Natural Language Processing Fundamentals
Lesson 2: Text Preprocessing Techniques in NLP
Objectives:
- Understand the importance of text preprocessing.
- Learn various text preprocessing techniques.
- Implement text cleaning, tokenization, and feature extraction.
- Practice with code examples.
2.1 Importance of Text Preprocessing
Text preprocessing is a crucial step in NLP as it helps in transforming raw text into a format that is suitable for analysis.
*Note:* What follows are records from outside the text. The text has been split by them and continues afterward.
PR #655, opened 2023-06-12
Update hikey.mk

TaihuLight:
Fix the issue about building OP-TEE 3.21.0 for Hikey with the default toolchain version 11.3

Fixed by @jforissier
Tested by Longlong LIAO [liaoll@hku.hk](mailto:liaoll@hku.hk)

### DIFF
--- a/hikey.mk
+++ b/hikey.mk
@@ -134,6 +134,7 @@ endef
 
 .PHONY: edk2
 edk2:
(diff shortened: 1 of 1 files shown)


jforissier:
Please fix both the Hikey and Hikey960 issues in the same commit in the same PR (654) and make the subject of the commit:
"hikey, hikey960: fix EDK2 compilation error with GCC 11.3".
We also need your `Signed-off-by: Your Name <your@email.address>`

PR #657, opened 2023-06-14
FVP, TS: optimize Linux and Buildroot config

balint-dobszay-arm:
Tweak the Linux and Buildroot configs to only build the minimal required feature set for this particular use case. This should significantly speed up the overall build.


jforissier (commented):

fvp-psa-sp.mk
```diff
@@ -12,6 +12,22 @@ SPMC_TESTS			?= n
...
+# Disable packages not used by this configuration
+BR2_PACKAGE_HOST_E2FSPROGS	?= n
+BR2_PACKAGE_KEYUTILS		?= n
+BR2_PACKAGE_MMC_UTILS		?= n
+BR2_PACKAGE_OPENSC		?= n
+BR2_PACKAGE_OPTEE_EXAMPLES_EXT	?= n
+BR2_PACKAGE_STRACE		?= n
+
+# Building xtest is not necessary if we don't want to run the SPMC tests
+ifeq ($(SPMC_TESTS),n)
```
etienne-lms, line 25: I would rather suggest `ifneq ($(SPMC_TESTS),y)`

etienne-lms (commented):
my 2 cents here

fvp-psa-sp.mk
balint-dobszay-arm: Done

PR #665, opened 2023-07-18
qemu_v8: restore ENABLE_SME_FOR_SWD=1 in TF_A_FLAGS

jenswi-linaro:
ENABLE_SME_FOR_SWD=1 was previously removed on the faulty assumption that 337ff4f1dd66 ("fix(qemu): enable SVE and SME") was from now on setting ENABLE_SME_FOR_SWD=1 by default. That's not correct, so restore ENABLE_SME_FOR_SWD=1 in TF_A_FLAGS.

Fixes: d217c656517d ("qemu_v8: remove ENABLE_SME_FOR_*=1 from TF_A_FLAGS")

This should take care of the recent CI timeouts.


jforissier:

jenswi-linaro:
Tag applied

PR #668, opened 2023-07-23
Fix download cross compiler toolchain failed.

Ricardo-Tu:
The previous execution of "make -f toolchain.mk  toolchains" command failed to download the compiler toolchains,and this commit fixed  this error.


jforissier:
`curl` is in the [prerequisites](https://optee.readthedocs.io/en/latest/building/prerequisites.html) to build OP-TEE, `wget` is not. Therefore I think this change is not a good idea.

Preprocessing improves the performance of NLP models by removing noise and irrelevant information.
2.2 Text Cleaning Techniques
2.2.1 Lowercasing: Convert all text to lowercase to ensure uniformity.
text = "Natural Language Processing is Fascinating!"
clean_text = text.lower()
print(clean_text)
2.2.2 Removing Punctuation: Strip out punctuation marks to focus on the words themselves.
import string
text = "Hello, world! Welcome to NLP."
clean_text = text.translate(str.maketrans('', '', string.punctuation))
print(clean_text)
2.2.3 Removing Numbers: Remove numbers if they are not relevant for the analysis.
import re
text = "There are 3 apples."
clean_text = re.sub(r'\d+', '', text)
print(clean_text)
2.2.4 Removing White Spaces: Remove extra white spaces from the text.
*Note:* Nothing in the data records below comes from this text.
PR #669, opened 2023-07-25
Support RISC-V targets in common.mk

gagachang:
This PR adds some variables for RISC-V architecture.
The `TARGET_ARCH` variable can be used to specify the architecture to be built.
Some configuration file for buildroot are also added.


common.mk
```diff
@@ -517,13 +512,54 @@ endef
...
+
 OPTEE_OS_COMMON_FLAGS ?= \
 	$(OPTEE_OS_COMMON_EXTRA_FLAGS) \
 	PLATFORM=$(OPTEE_OS_PLATFORM) \
 	CROSS_COMPILE=$(CROSS_COMPILE_S_USER) \
 	CROSS_COMPILE_core=$(CROSS_COMPILE_S_KERNEL) \
 	CROSS_COMPILE_ta_arm64="$(CCACHE)$(AARCH64_CROSS_COMPILE)" \
 	CROSS_COMPILE_ta_arm32="$(CCACHE)$(AARCH32_CROSS_COMPILE)" \
+	CROSS_COMPILE_ta_rv64="$(CCACHE)$(RISCV64_CROSS_COMPILE)" \
+	CROSS_COMPILE_ta_rv32="$(CCACHE)$(RISCV32_CROSS_COMPILE)" \
```
jforissier, line 562: It doesn't make much sense to have both arm and riscv flags here. I suggest defining `$(TA_CROSS_COMPILE_FLAGS)` to deal with that.

common.mk
```diff
@@ -28,6 +28,7 @@ PYTHON3 ?= python3
 ROOT ?= $(shell pwd)/..
 
 UNAME_M				:= $(shell uname -m)
+TARGET_ARCH			?= arm
```
jforissier, line 31: Could this be just `$(ARCH)`? I know the Linux kernel uses the same name and may need a different value (the Linux `ARCH` may be `arm` or `arm64` when this `TARGET_ARCH` is `arm`) but I don't think it is an issue at all since `ARCH` is explicitly provided in `LINUX_*_FLAGS`.
What do others think?

jforissier (commented):
Comments below for "common.mk: Add TARGET_ARCH variable and add riscv related variables". Please s/riscv/RISC-V/ in the commit subject. With that this commit is:

jforissier:
For commit "buildroot: Add toolchain configuration file for RISC-V 64-bit system":

jforissier:
For commit "buildroot: Add optee configuration file for RISC-V 64-bit system":

common.mk
gagachang: How about this instead of defining new variable

```
OPTEE_OS_COMMON_EXTRA_FLAGS += CROSS_COMPILE_ta_arm64="$(CCACHE)$(AARCH64_CROSS_COMPILE)"
OPTEE_OS_COMMON_EXTRA_FLAGS += CROSS_COMPILE_ta_arm32="$(CCACHE)$(AARCH32_CROSS_COMPILE)"
```

jforissier: That would work too but I like this option less.

gagachang: OK I will add another variable

gagachang: Added in reviewed commit

common.mk
gagachang: I am OK about this

gagachang: Changed in latest commits

jforissier:
@gagachang thanks, LGTM:

gagachang:
> @gagachang thanks, LGTM:
> 
> `Acked-by: Jerome Forissier <jerome.forissier@linaro.org>`

Thanks!
Tags applied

text = " This is a text with extra spaces. "
clean_text = text.strip()
print(clean_text)
2.2.5 Handling Contractions: Expand contractions to their full forms (e.g., "isn't" to "is not").
from contractions import fix
text = "I can't believe it's happening!"
expanded_text = fix(text)
print(expanded_text)
2.3 Tokenization
2.3.1 Word Tokenization: Split text into individual words.
from nltk.tokenize import word_tokenize
text = "Natural Language Processing is fascinating!"
tokens = word_tokenize(text)
print(tokens)
2.3.2 Sentence Tokenization: Split text into sentences.
from nltk.tokenize import sent_tokenize
text = "Natural Language Processing is fascinating! It has many applications."
sentences = sent_tokenize(text)
print(sentences)
2.3.3 Tokenization with SpaCy:
import spacy
nlp = spacy.load("en_core_web_sm")
doc = nlp("Natural Language Processing is fascinating!")
tokens = [token.text for token in doc]
print(tokens)
2.4 Removing Stop Words
Stop words are common words that may be irrelevant for analysis.
from nltk.corpus import stopwords
stop_words = set(stopwords.words('english'))
filtered_tokens = [word for word in tokens if word.lower() not in stop_words]
print(filtered_tokens)
2.5 Stemming and Lemmatization
2.5.1 Stemming: Reduces words to their root form.
from nltk.stem import PorterStemmer
stemmer = PorterStemmer()
words = ["running", "runner", "ran"]
stems = [stemmer.stem(word) for word in words]
print(stems)
2.5.2 Lemmatization: Reduces words to their base or dictionary form.
import spacy
nlp = spacy.load("en_core_web_sm")
doc = nlp("running runners ran")
lemmas = [token.lemma_ for token in doc]
print(lemmas)
2.6 Feature Extraction
2.6.1 Bag of Words (BoW): Convert text into a matrix of token counts.
from sklearn.feature_extraction.text import CountVectorizer
documents = ["I love NLP.", "NLP is fun."]
vectorizer = CountVectorizer()
X = vectorizer.fit_transform(documents)
print(vectorizer.get_feature_names_out())
print(X.toarray())
2.6.2 Term Frequency-Inverse Document Frequency (TF-IDF): Evaluate the importance of words.
from sklearn.feature_extraction.text import TfidfVectorizer
vectorizer = TfidfVectorizer()
X = vectorizer.fit_transform(documents)
print(vectorizer.get_feature_names_out())
print(X.toarray())
2.7 Summary and Next Steps
In this lesson, we explored various text preprocessing techniques, including text cleaning, tokenization, stop word removal, stemming, lemmatization, and feature extraction.
Next Steps:
- In Lesson 3, we will delve into more advanced text preprocessing techniques and explore the concept of word embeddings.